Виктор Андреевич говорил со злым раздражением, явно в адрес присутствующих, давая им понять, что они «не лучшие», потому что надеются выжить и «плодами попользоваться». А они, в свою очередь, никак не могли согласиться с его словами, с выбранной им себе ролью обвинителя и потому глядели на него с молчаливой, усмешливой враждебностью.
Это был человек с массивной выдающейся челюстью, коротким треугольничком носа без переносицы и грозными бугристыми надбровьями, а ручки имел детски маленькие, недоразвитые, кажется, ни разу в жизни ничего тяжелее сигары не державшие.
— К демократии мы исторически не готовы, — повторил он. — Четкой линии нет. Временное правительство делает одну ошибку за другой.
— С тех пор как он вернулся из Петрограда, у него истерические настроения, замечаете? — прошептал один из акционеров соседу, прикладывая к губам салфетку.

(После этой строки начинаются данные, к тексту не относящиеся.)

PR #1154, opened 2023-03-29
Change method for looking up recoil electron

### LINKED ISSUE #1153: Update recoil electron identification method for Ecal veto
Since a while, the recoil electron in signal generation does no longer by definition have the track ID 1. Instead, one must identify it through PDG ID and processType.

**To Reproduce**
Run the Ecal Veto as it stands and verify that the recoil electron momentum, containment variables etc are not filled.

**Desired behavior**
The correct SimParticle and track ID should be returned by the associated analysis util method. I have implemented this.

bryngemark:
It now checks for DarkBrem origin, or, returns trackID 1 <-- this last point might need some more thought before merging. I'd like to b able to use this method for getting the recoil electron also for other processes than dark brem. 

This resolves #1153 and the same issue [reported as a bug in the Ecal repo](https://github.com/LDMX-Software/Ecal/issues/46) 

## Check List

I now see non-zero entries in the recoil momentum and containment variables collections. 
This was done with both re-recoing a small number of 1 GeV signal events produced with v3.2.2, and an inclusive e sample to see that things didn't break wildly. 

- [N/A] I attached any sub-module related changes to this PR.

### DIFF
--- a/Tools/src/Tools/AnalysisUtils.cxx
+++ b/Tools/src/Tools/AnalysisUtils.cxx
@@ -29,17 +29,16 @@ namespace Analysis {
 std::tuple<int, const ldmx::SimParticle*> getRecoil(
     const std::map<int, ldmx::SimParticle>& particleMap) {
   // The recoil electron is "produced" in the dark brem geneartion 
-  for (auto const& [trackID, particle] : particleMap) {
-	if (particle.getPdgID() == 11 and
-		particle.getProcessType() ==
-		ldmx::SimParticle::ProcessType::eDarkBrem) {
-	  return {trackID, &particle};
-	}
-	else if (particle.getPdgID() == 11 and trackID == 1) {
-	  // primary electron
-	  return {trackID, &particle};
-	}
+  for (const auto& [trackID, particle] : particleMap) {
+    if (particle.getPdgID() == 11 and 
+        particle.getProcessType() == 
+        ldmx::SimParticle::ProcessType::eDarkBrem) {
+      return {trackID, &particle};
+    }
   }
+  // only get here if recoil electron was not "produced" by dark brem
+  //   in this case (bkgd), we interpret the primary electron as also the recoil electron
+  return {1, &(particleMap.at(1))};
 }
 
 const ldmx::SimParticle* getPNGamma(
--- a/Tools/src/Tools/AnalysisUtils.cxx
+++ b/Tools/src/Tools/AnalysisUtils.cxx
@@ -28,8 +28,18 @@ namespace Analysis {
 
 std::tuple<int, const ldmx::SimParticle*> getRecoil(
     const std::map<int, ldmx::SimParticle>& particleMap) {
-  // The recoil electron always has a track ID of 1.
-  return {1, &(particleMap.at(1))};
+  // The recoil electron is "produced" in the dark brem geneartion 
+  for (auto const& [trackID, particle] : particleMap) {
+	if (particle.getPdgID() == 11 and
+		particle.getProcessType() ==
+		ldmx::SimParticle::ProcessType::eDarkBrem) {
+	  return {trackID, &particle};
+	}
+	else if (particle.getPdgID() == 11 and trackID == 1) {
+	  // primary electron
+	  return {trackID, &particle};
+	}
+  }
 }
 
 const ldmx::SimParticle* getPNGamma(


Tools/src/Tools/AnalysisUtils.cxx
```diff
@@ -28,8 +28,18 @@ namespace Analysis {
...
+	if (particle.getPdgID() == 11 and
+		particle.getProcessType() ==
+		ldmx::SimParticle::ProcessType::eDarkBrem) {
+	  return {trackID, &particle};
+	}
+	else if (particle.getPdgID() == 11 and trackID == 1) {
+	  // primary electron
+	  return {trackID, &particle};
+	}
+  }
```
tomeichlersmith: I believe this will always return the primary electron since that will be "earlier" in the particleMap than secondary electrons. I think we should fall back to the primary only if secondary from dark brem is not found - this is less fast but more precise.

```suggestion
  for (const auto& [trackID, particle] : particleMap) {
    if (particle.getPdgID() == 11 and 
        particle.getProcessType() == 
        ldmx::SimParticle::ProcessType::eDarkBrem) {
      return {trackID, &particle};
    }
  }
  // only get here if recoil electron was not "produced" by dark brem
  //   in this case (bkgd), we interpret the primary electron as also the recoil electron
  return {1, &(particleMap.at(1))};
```

bryngemark: yes, of course, this is what you get for late coding after the weekly is over. thanks tom.

bryngemark:
So I made 100 inclusive events and it looks like the "recoil electron" being picked up is the right one:

``` 
root [1] LDMX_Events->Draw("sqrt(EcalScoringPlaneHits_sim.px_*EcalScoringPlaneHits_sim.px_+EcalScoringPlaneHits_sim.py_*EcalScoringPlaneHits_sim.py_)", "EcalScoringPlaneHits_sim.pdgID_==11 && EcalScoringPlaneHits_sim.trackID_==1", "")
(long long) 100
root [2] LDMX_Events->Draw("sqrt(EcalVeto_sim.recoilPx_*EcalVeto_sim.recoilPx_+EcalVeto_sim.recoilPy_*EcalVeto_sim.recoilPx_)", "EcalVeto_sim.recoilPx_ > -9999", "same")
(long long) 100
``` 

SP hits pT in blue, recoil electron pT in black/shaded. Not sure why they are not matching _exactly_, there seems to be some small shift. But overall I think this comfirms that the right electrons are picked up also for inclusive.

incl1e_recoilpT_SPhitpT

bryngemark:
also! @tomeichlersmith any idea why we are comparing to v3.2.1 gold here? it looks like current `trunk` is better e.g. at getting less 0-hit events in the TS etc but it also means i'm getting a ot of failed tests for things i can't reasonably have changed.

tomeichlersmith:
We are comparing to v3.2.1 since I didn't merge in the v3.2.2 gold histograms. https://github.com/LDMX-Software/ldmx-sw/pull/1152

Merging those and then re-running validations of interest would then use the v3.2.2 gold histos.

AminaJLi (commented):
The fix for signal looks like it'll get the correct electron. I am a little nervous about using track ID 1 as the identifier for background. We've seen some discrepancies there for PN samples, but nothing as dramatic as it was with signal. I believe one of our undergrads made a comparison plot that I can add here. I'll ask around for it!

Is there a reason we're avoiding a momentum-based recoil selection?

omar-moreno:
> The fix for signal looks like it'll get the correct electron. I am a little nervous about using track ID 1 as the identifier for background. We've seen some discrepancies there for PN samples, but nothing as dramatic as it was with signal. I believe one of our undergrads made a comparison plot that I can add here. I'll ask around for it!
> 
> Is there a reason we're avoiding a momentum-based recoil selection?

For the PN samples, the electron track is always the first one to be fired so the track ID has to equal to 1 by design. If you are seeing otherwise, it would be interesting to track what happens with the incident electron.

AminaJLi:
> For the PN samples, the electron track is always the first one to be fired so the track ID has to equal to 1 by design. If you are seeing otherwise, it would be interesting to track what happens with the incident electron.

Oop, this may point to a misunderstanding of the software then. Would the recoil electron not be a separate simParticle from the beam/incident electron? We'd been operating with the idea that the interaction produces a "new" electron with a different initial momentum that gets stepped forward.

omar-moreno:
> > For the PN samples, the electron track is always the first one to be fired so the track ID has to equal to 1 by design. If you are seeing otherwise, it would be interesting to track what happens with the incident electron.
> 
> Oop, this may point to a misunderstanding of the software then. Would the recoil electron not be a separate simParticle from the beam/incident electron? We'd been operating with the idea that the interaction produces a "new" electron with a different initial momentum that gets stepped forward.

For PN samples, a "new" electron is not produced.  The production of a "new" electron only applies to samples generated using the DarkBrem physics list i.e. signal samples.

AminaJLi (approved):
Appreciate the clarification! This all seems good to me then! And certainly better than the previous setup.

bryngemark:
As far as I can tell, none of the changes in histograms failing KS test comparisons are attributable to the changes in PR but seem to be some previous changes made between 3.2.1 and current trunk. Comparing the tags and looking at release notes, I have a hard time telling e.g. why there seems to be fewer 0-hit events in TS now in ecal PN. I know filtering has been updated but I thought this would only relate to target. If we are now also filtering out events where the beam electron never makes it to the ecal, that could explain some of the differences seen here. In any case I think this is good to go now.

tomeichlersmith:
I'm confused as well... I'm going to try to rerun all the PR validation tests by converting this to draft and then marking it as "ready" again. Yesterday, I tried asking for it to rerun the PR validations after I merged the updated gold histograms into trunk but the histograms I'm looking at today are still v3.2.1.

tomeichlersmith (approved):
Manual converting-to-draft and then re-readying-for-review allowed for the PR tests to run against v3.2.2 and now everything passes :tada:

PR #1135, opened 2022-12-05
Iss1117

EinarElen:
I am updating _ldmx-sw_, here are the details.

### What are the issues that this addresses?
This resolves #1117. This primarily means providing the length of a scintillator bar given an HcalID from the geometry condition. Since the side hcal for v14 has different length of bars depending on the layer number, this needs to be a function of both section and layer.

Example use would be 
```C++ 
auto barLength {hcalGeometry.getScintillatorLength(id); 
```

## Check List
- [x] I successfully compiled _ldmx-sw_ with my developments
- [x] I ran my developments and the following shows that they are successful.
To check that these changes didn't change the output of the condition, I added the following to the end of configure step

— И быстро идем, — продолжал Виктор Андреевич, — к той самой диктатуре, которую предвещают большевики. Расстрел в Петрограде в июле солдатской и рабочей демонстрации был страшным шагом.
— Похоже, это произвело на него неизгладимое впечатление, — опять прошептал тот же промышленник. — А я уж привык вызывать на прииски полицейские части. У меня нервы закалены. Казакам я, знаете, уже не доверяю. Наши казачки, ох, себе на уме. Куда они еще крутанутся, неизвестно. Я состою в управлении Забайкальской железной дороги, так они, видите ли, на нас осерчали, что мы их с японской войны домой медленно доставляли. Как будто не успеют еще казачат понаделать. Разбойники форменные. На них положиться никак невозможно. Не русские они уже люди! Стакнулись с этими… комитетами разными р-рабочими! Оплот наш, так сказать!
— Революция неотвратимо левеет, вот что надо понять! — Виктор Андреевич сложил пальцы с зажатой сигарой, как для благословения. — Моя же мечта, господа, — круто сменил он тему, — освободиться от дел и целиком отдаться изучению «Слова».
Он значительно обвел всех глазами, призывая удивиться.
— О полку Игореве? — усмехнулся партнер Ольги Викторовны по танцам. — Сколько можно предаваться этому чудачеству?
— Аполлон Майков предавался ему четыре года, Мей — девять, князь Вяземский — тридцать лет, — важно разъяснил Виктор Андреевич.
— Подбор имен разнообразный…
— Вкус папы широк, — небрежно сказала Ольга Викторовна. — Он благоговеет перед «Словом» и любит Мея.
Виктор Андреевич снисходительно усмехнулся:
— Да-с, широк русский человек, как сказал наш философ. Даже слишком широк. Восхищение «Словом» уживается во мне с симпатией к такому поэту, как Мей. Он очень мил, не правда ли? — отнесся он к разрумянившейся Касе.
Та неопределенно подняла бровки, делая вид, что сравнивает Мея, о котором не слыхала, со «Словом», которого она не читала. Этого было достаточно, чтобы Виктор Андреевич воодушевился.
Кася слушала, задумчиво вытаращившись. Больше всего ей хотелось брякнуть опять по пожелтевшим клавишам что-то такое удалое, забыться, засмеяться, зарыдать, разбить что-нибудь.